» Stored data

####################

PR #1276, opened 2024-10-01
Add call to get org database id

begonaguereca:
This pull request introduces new methods to the `GithubApi` service and adds corresponding tests to ensure their functionality. 

We need this method that fetches the organization's database ID, so it can be used in part to upload archives to GitHub storage. 

We will need this for the GitHub owned storage support 

- [ ] Issue linked

### DIFF
--- a/src/Octoshift/Services/GithubApi.cs
+++ b/src/Octoshift/Services/GithubApi.cs
@@ -1082,36 +1082,6 @@ public class GithubApi
         }
     }
 
-<<<<<<< Updated upstream
-=======
-    public virtual async Task<string> UploadArchiveToGithubStorage(string org, bool isMultipart, string archiveName, Stream archiveContent)
-    {
-        using var httpContent = new StreamContent(archiveContent);
-        string response;
-
-        if (isMultipart)
-        {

####################

» Exercise instructions
Please copy all of the data above exactly.

» The answer
PR #1276, opened 2024-10-01
Add call to get org database id

begonaguereca:
This pull request introduces new methods to the `GithubApi` service and adds corresponding tests to ensure their functionality. 

We need this method that fetches the organization's database ID, so it can be used in part to upload archives to GitHub storage. 

We will need this for the GitHub owned storage support 

- [ ] Issue linked

### DIFF
--- a/src/Octoshift/Services/GithubApi.cs
+++ b/src/Octoshift/Services/GithubApi.cs
@@ -1082,36 +1082,6 @@ public class GithubApi
         }
     }
 
-<<<<<<< Updated upstream
-=======
-    public virtual async Task<string> UploadArchiveToGithubStorage(string org, bool isMultipart, string archiveName, Stream archiveContent)
-    {
-        using var httpContent = new StreamContent(archiveContent);
-        string response;
-
-        if (isMultipart)
-        {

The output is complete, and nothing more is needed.